Una reflexión profunda de la creadora de Fleabag sobre cómo la ficción contemporánea aborda el sufrimiento y la necesidad de escapar de él.

Phoebe Waller-Bridge, creadora de series: 'El dolor es algo que intentamos evitar todo el tiempo'

En el panorama actual de la ficción televisiva, pocas mentes han sabido diseccionar las contradicciones modernas con tanta agudeza como la de la guionista y actriz británica. Su obra ha redefinido la forma en que consumimos y sentimos las historias en la pequeña pantalla, conectando de inmediato con una generación marcada por la ironía y la vulnerabilidad.

En una conocida entrevista sobre su proceso creativo y la naturaleza de sus personajes, Phoebe Waller-Bridge dejó una frase que sintetiza a la perfección el motor de sus comedias agridulces: la resistencia humana ante el sufrimiento y la incomodidad emocional.

«El dolor es algo que intentamos evitar todo el tiempo. Y, sin embargo, es exactamente lo único que nos hace sentir vivos.»

— Phoebe Waller-Bridge

El scroll infinito contra el vacío y la necesidad de sentir en 2026

Vivimos en una época obsesionada con la optimización del bienestar, donde cada momento de aburrimiento o tristeza se combate de inmediato con una dosis de dopamina digital. El ritual contemporáneo de abrir el móvil cada dos minutos no es más que un mecanismo automatizado para huir de cualquier atisbo de malestar cotidiano. Entre notificaciones laborales fuera de horario, jornadas maratonianas y la presión constante por mostrar una vida perfecta en redes sociales, hemos convertido el confort en una trampa que nos anestesia.
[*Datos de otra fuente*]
Issue #3635, opened 2020-11-30
[feature] Implement all remaining XPath and XQuery 3.1 Functions & Operators


joewiz:
According to https://github.com/eXist-db/documentation/blob/master/src/main/xar-resources/data/xquery/xquery.xml#L111-L149, the current list of functions not implemented in eXist is:

- [ ] `fn:collation-key#1, #2`
- [ ] `fn:default-language#0`
- [ ] `fn:document-uri#0`
- [ ] `fn:element-with-id#1, #2`
- [ ] `fn:format-integer#2, #3`
- [ ] `fn:nilled#0`
- [ ] `fn:path#0, #1`
- [ ] `fn:round#2`
- [ ] `fn:transform#1`
- [ ] `fn:uri-collection#0, #1`
- [ ] `map:find#2`
- [ ] `map:merge#2`

yamahito:
+1 for `uri-collection()`!

joewiz:
All implemented in `develop`

PR #3644, opened 2020-12-01
Implement fn:document-uri#0

dizzzz:
See https://github.com/eXist-db/exist/issues/3635 

No idea to write test for XPTY0004 as it is not possible to pass a non-node?

image


joewiz:
@dizzzz Super, thank you!

I'm not sure if this is what you were looking for, but the following query will return an XPTY0004:

```xquery
xquery version "3.1";

declare context item := "a";

document-uri()
```

Returns:

> err:XPTY0004 Context item is not a node. [at line 5, column 1]

I ran the XQTS (HEAD) `fn-document-uri` test both develop and your PR, and both return the same 22 failures. The command I ran after mvn installing each:

> `target/scala-2.13/exist-xqts-runner-assembly-1.0.0.jar -x HEAD -ts fn-document-uri`

Here's the junit result: [TEST-fn-document-uri.xml.zip](https://github.com/eXist-db/exist/files/5625966/TEST-fn-document-uri.xml.zip). I'm not sure if the failures are caused by our implementation of this function or other eXist factors outside this function.

joewiz:
@dizzzz With your latest commits, the XQSuite results for fn-document-uri jumped up from 40% passing to 76%, thanks to 9 more tests passing, leaving only 13 failures. Here's the updated junit result: [TEST-fn-document-uri.xml.zip](https://github.com/eXist-db/exist/files/5632470/TEST-fn-document-uri.xml.zip)

dizzzz:
@joewiz  Thnx!

one of the failing tests look like below:

image


so maybe the framework does not prepare the required data in the correct way?

adamretter:
> so maybe the framework does not prepare the required data in the correct way?

It is possible... What aspect of the query context you think is not being set correctly?

exist-core/src/main/java/org/exist/xquery/functions/fn/FunDocumentURI.java
```diff
@@ -21,86 +21,105 @@
...
+    public FunDocumentURI(final XQueryContext context, final FunctionSignature signature) {
         super(context, signature);
     }
 
     /* (non-Javadoc)
      * @see org.exist.xquery.Expression#eval(org.exist.xquery.StaticContext, org.exist.dom.persistent.DocumentSet, org.exist.xquery.value.Sequence, org.exist.xquery.value.Item)
      */
-    public Sequence eval(Sequence contextSequence, Item contextItem)
-            throws XPathException {
+    public Sequence eval(final Sequence contextSequence, final Item contextItem) throws XPathException {
```
adamretter, line 66: Can we replace the `non-Javadoc` with an `@Override` please?

exist-core/src/test/java/org/exist/xquery/functions/fn/FunDocumentUriTest.java
```diff
@@ -0,0 +1,56 @@
...
+    public static final ExistXmldbEmbeddedServer existEmbeddedServer = new ExistXmldbEmbeddedServer(true, true, true);
+
+    @Test
+    public void testFnFunDocumentUri() {
+
+        try {
+            final ResourceSet resourceSet = existEmbeddedServer.executeQuery(
+                    "declare context item := 'a'; document-uri()");
+
+        } catch (XMLDBException ex) {
```
adamretter, line 51: Some `final` here and the line below please.

exist-core/src/test/xquery/fn.xql
```diff
@@ -126,3 +126,46 @@ function fnt:tokenize-onearg($str as xs:string) {
...
+     document-uri(root(collection('/db/fn-test')//book))
+};
+
+declare
+    %test:assertEmpty
+function fnt:document-uri1_empty() {
+     document-uri(root(collection('/db/fn-test')//bookies))
+};
+
+declare
```
adamretter, line 165: I think maybe you were searching for `%test:assertTrue` ;-)

```xquery
declare
    %test:assertTrue
function fnt:fn-document-uri-32() {
     let $uri := "/db/fn-test/test.xml"
     return
         fn:contains(fn:doc($uri)/document-uri(), $uri)
};
```

adamretter (commented):
Just some thoughts...

dizzzz:
@adamretter  looking at this specific example, it looks like `$uri` is not set or pointing into a 'wrong' direction.
To be sure I added the same test to the xqsuite file, so we can validate if the implementation of the function is ok... or not.

line-o:
@dizzzz I see you have created Java tests. Now that #3605 was merged, we could make use of XQueryCompilationTest and XQueryAssertions. Would you like to go that route?

exist-core/src/test/java/org/exist/xquery/functions/fn/FunDocumentUriTest.java
```diff
@@ -0,0 +1,56 @@
...
+import org.xmldb.api.base.ResourceSet;
+import org.xmldb.api.base.XMLDBException;
+
+import static org.junit.Assert.assertEquals;
+
+/**
+ * @author Dannes Wessels
+ */
+@RunWith(ParallelRunner.class)
+public class FunDocumentUriTest {
```
line-o, line 39: Could extend `XQueryCompilationTest`

exist-core/src/test/xquery/fn.xql
```diff
@@ -126,3 +126,46 @@ function fnt:tokenize-onearg($str as xs:string) {
...
+    %test:assertEquals("TRUE")
+function fnt:fn-document-uri-32() {
```
line-o, line 167: In the description you reference fn:document-uri-33 as a possible false negative. Is this the one you added to track that or did I misread your comment?

line-o (commented):
Very cool @dizzzz 🎉

exist-core/src/test/xquery/fn.xql
line-o: OK, they likely only differ in calling upper-case (33) and lower-case (32), right?

exist-core/src/test/xquery/fn.xql
dizzzz: :-) made the change blindly :-)

exist-core/src/test/xquery/fn.xql
dizzzz: indeed....

exist-core/src/test/xquery/fn.xql
dizzzz: Hmmm yes, but I followed the original test, no further modification

dizzzz:
@line-o  if XQueryCompilationTest  provides me benefits, yes sure

joewiz:
@dizzzz I realize you've got a java version of the XPTY0004 test now, but I can confirm that the `util:eval-with-context()` approach does work; I'd previously expressed the 1st parameter incorrectly. 

```xquery
util:eval-with-context("document-uri()", (), false(), "a")
```

With your branch, it raises the error:

> err:XPTY0004 Error while evaluating expression: document-uri(). Context item is not a node. [at line 3, column 1]

Obviously, there's no need to switch to this. I just wanted to close the loop ;)

joewiz (approved):
@dizzzz LGTM, thanks! (I'm happy to run XQTS suites anytime; just let me know when/if you'd like additional runs.)

dizzzz:
@joewiz thnx for identifying the new option! I migrated accordingly to have all tests in one location.

joewiz:
The Visual Studio + JDK 11 build on AppVeyor timed out. Could someone with permissions please restart that CI run?

dizzzz:
@adamrette I copied one XQtsuite test to our tests; this test is running fine which suggests that the xq-runner does not pass the correct/sufficient data to the test?

dizzzz:
@joewiz unfortunately these time outs appear to happen more frequently

dizzzz:
All green!

line-o (approved):
great!

PR #3653, opened 2020-12-06
Fix/2445

line-o:
### Description:

The following XPaths must evaluate to an empty sequence:

- `<a/>[self::b]`
- `<a/>/@b/c`
- `<a/>/text()/b`

### Reference:

Both baseX and Saxon return an empty sequence instead of throwing an exception.

### Type of tests:

TBD


line-o:
With this PR applied all tests in `XQTS_HEAD.prod-AxisStep.static-typing` fail (-4).

line-o:
It passes two tests that previously failed `Axes043-1` and `Axes043-2`.
> Path 'descendant-or-self::node()' from a text node.

```xquery
<a>test</a>/text()/descendant-or-self::node()
```

line-o:
The thing we need to agree on:
Do we want to adhere to the tests in XQTS and throw an error for XPaths that select nothing or do we want to handle this more loosely.
Think about a query selecting a specific element inside a document. Should this query throw each time a document does not have that? One would have to check for existence first or use try catch to do that to ensure the script runs on all documents and not stop at the first encounter of a document that does not have that element.
On the flip side, such a static check could help find problems in a query.
The previous solution only applied to very easy queries, so it definitely has to change.

line-o:
## needs documentation

The community agreed today that this PR can land in a patch or minor release.

existdb will have to state at an appropriate (prominent?) location in the documentation that it does not provide the StaticTyping feature.

line-o:
Followup on todays discussion about XQTS and the staticTyping feature:
Deactivating that feature will skip 74 Tests from the total of 31520.
26 of those exist-db passed, 43 were failing and 5 errored.
We may deactivate it but leaving it in will “hurt” our score only by a measly 0.01% (the 4 testcases in AxisStep staticTyping that would fail with PR 3653 applied).

adamretter:
@line-o I just want to see if I understand correctly, does this PR cause additional test failures in XQTS (in the static typing tests)? If so I think that needs to be resolved first, as I would rather see the failure of tests that previously passed as a regression.

line-o:
@adamretter Well, in that case I am in favour of dropping the tests of a feature that eXist-db does not implement.

adamretter:
@line-o I am still not clear on your meaning. Can you answer the question I posed? This will help make sure I understand what you were saying about the XQTS tests.

line-o:
> Deactivating that feature will skip 74 Tests

As **Static Typing** is an optional feature of XQTS we could skip those tests as we do with other features that exist-db does not implement.

adamretter:
@line-o So I am not sure I understand you exactly still, but my thoughts are this:

1. eXist-db passes 35% of the Static Typing feature tests
2. There was obviously an effort in the past to add Static Typing to eXist-db, this can be seen in the code.
3. eXist-db neither support or does not support Static Typing, it passes some tests but fails others. The same is true of XQuery 3.1 as a whole.
4. The XQuery spec allows for an implementation to:
    1. Support Static Typing
    2. Not Support Static Typing
    3. Both. i.e. provide an implementation defined option to enable/disable Static Typing.

As eXist-db already supports some of Static Typing, just fixing a couple of issues doesn't remove it from eXist-db, it just diminishes what is already there, and swings the needle a little. I would suggest that instead:

1. We add an option to enable/disable Static Typing - probably a `declare option` in the prolog, and a global conf.xml option.
2. We decided whether Static Typing should be enabled or disabled by default. As it is only partially implemented so far, it should likely be disabled by default. However, changing the status-quo is likely to break many many existing applications in strange and unexpected ways, it therefore might be better to leave it enabled by default (even if it is partial support)
3. We then make the code changes to match the above.

PR #3658, opened 2020-12-06
Make import statements consistent in whole repo

dizzzz:
In essence a check on code quality metrics.

If it blocks development, we should not pull it in.


adamretter:
@dizzzz So when you say consistent, what do you mean?

Do you mean alphabetical by package? do you also mean using or not using wildcards like `*`?

dizzzz:
- all ordered in the same way
- same use of white spacing
- same way of using .* (or : not using it)
- remove unused imports


(in essence: asked Intellij to do a global check en modify on imports :-) )

PR #458, opened 2016-06-20
Add current group to the the app id field in the create modal

Poltergeist:
This adds the current group to the create modal so that the application id is prefilled with the current group id.

image

The regular expression `/^(\/.+)$/` is looking for the beginning of the string and matches if the string starts with a `/` and does contain more characters after the slash. This is combined into a group and then replaced with the first group which is the complete string and a `/` is appended. This is needed because in most case a path like `/group/another-group` will be given by `getId` except on root then the return value of `getId` would be `/` so in most cases we want to append a `/` so that the user can begin typing the id of their application.

another approach could be this
```JS
let applicationId = item.getId();
if (applicationId !== '/') {
  applicationId = applicationId + '/';
}
let service = new Service({id: applicationId});
```
I prefer the regex way because it is shorter, but I am also fine with changing to the solution proposed above.

### DIFF
--- a/src/js/pages/services/ServicesTab.js
+++ b/src/js/pages/services/ServicesTab.js
@@ -256,6 +256,8 @@ var ServicesTab = React.createClass({
     // Find item in root tree and default to root tree if there is no match
     let item = DCOSStore.serviceTree.findItemById(id) || DCOSStore.serviceTree;
 
+    let service = new Service({id: item.getId().replace(/^(\/.+)$/, '$1/')});
+
     // Make sure to grow when logs are displayed
     let routes = this.context.router.getCurrentRoutes();
     let classes = classNames({
@@ -270,6 +272,7 @@ var ServicesTab = React.createClass({
           parentGroupId={item.getId()}
           onClose={this.handleCloseGroupFormModal}/>
         <ServiceFormModal open={state.isServiceFormModalShown}
+          service={service}
           onClose={this.handleCloseServiceFormModal}/>
       </div>
     );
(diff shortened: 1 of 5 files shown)


mesosphere-web:
Reviewer: @mlunoe

src/js/pages/services/ServicesTab.js
```diff
@@ -256,6 +256,8 @@ var ServicesTab = React.createClass({
     // Find item in root tree and default to root tree if there is no match
     let item = DCOSStore.serviceTree.findItemById(id) || DCOSStore.serviceTree;
 
+    let service = new Service({id: item.getId().replace(/^(\/.+)$/, '$1/')});
```
kennyt: add a comment for this and i think it's good

rcorral:
An integration test for this would be awesome!

src/js/pages/services/ServicesTab.js
orlandohohmeier: I don't feel comfortable with instantiating a new service on every render call, just to pass the group/context. Let's introduce a prop to pass the context into the modal.

orlandohohmeier: /ping @Poltergeist

Poltergeist:

Poltergeist:
image

src/js/pages/services/ServicesTab.js
Poltergeist: @orlandohohmeier Changed the way to a prop so that the id is passed as a prop.

PR #459, opened 2016-06-20
Add Force update to edit service if service is in deployment

Poltergeist:


mesosphere-web:
Reviewer: @jfurrow

src/js/components/modals/ServiceFormModal.js
```diff
@@ -209,6 +210,7 @@ class ServiceFormModal extends mixin(StoreMixin) {
 
   onMarathonStoreServiceEditError(errorMessage) {
     this.setState({
+      force: errorMessage.message && /force=true/.test(errorMessage.message),
```
jfurrow: What do you think about putting this `/force=true/.test...` check in a separate method on the `ServiceFormModal`? Something like `#shouldForceEdit` that accepts the `message` and returns `/force=true/.test(message)`.

jfurrow:
One minor comment, but this looks good!

src/js/components/modals/ServiceFormModal.js
Poltergeist: Comment has been addressed.

src/js/events/MarathonActions.js
```diff
@@ -89,9 +89,15 @@ module.exports = {
     });
   },
 
-  editService: function (data) {
+  editService: function (data, force) {
+    let url = `${Config.rootUrl}${Config.marathonAPIPrefix}/apps/${data.id}`;
+
+    if (force === true) {
+      url += '?force=true';
```
rcorral: It would be good to add a simple unit test to make sure that the `force` argument changes the requested URL.

MatApple:
Hey @Poltergeist can you post a screenshot of integration tests passing? After that, and Rafas comment I think this looks good!

src/js/components/modals/ServiceFormModal.js
```diff
@@ -205,13 +206,18 @@ class ServiceFormModal extends mixin(StoreMixin) {
     });
   }
 
+  shouldForceUpdate(message = this.errorMessage) {
```
pierlo-upitup: Probably unrelated, but why aren't we storing `errorMessage` in this.state?

Poltergeist:
image

image

Added a unit test and fixed the integration tests.

src/js/components/modals/ServiceFormModal.js
Poltergeist: shouldForceUpdate is called in the setStates. This is why this function takes a parameter. But in fact the default is wrong. Changed it.

PR #463, opened 2016-06-21
Transform fillRule attribute to fill-rule

jfurrow:
Forces the `fillRule` prop, generated by `svg-react-loader`, to be rendered as `fill-rule`. This is necessary for SVG icons in React 0.14, but can be removed in React 15.x.

In all its glory...


mesosphere-web:
Reviewer: @aldipower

La genialidad de creadoras como Waller-Bridge radica en recordarnos que la anestesia emocional tiene un precio muy alto: dejar de conectar con nosotros mismos. Cuando evitamos sistemáticamente el dolor o la incomodidad, también renunciamos de manera inevitable a la intensidad de la alegría genuina. Parar el piloto automático y aceptar que la vulnerabilidad forma parte de la experiencia diaria es, en el fondo, el acto de resistencia más revolucionario que nos queda en este vertiginoso 2026.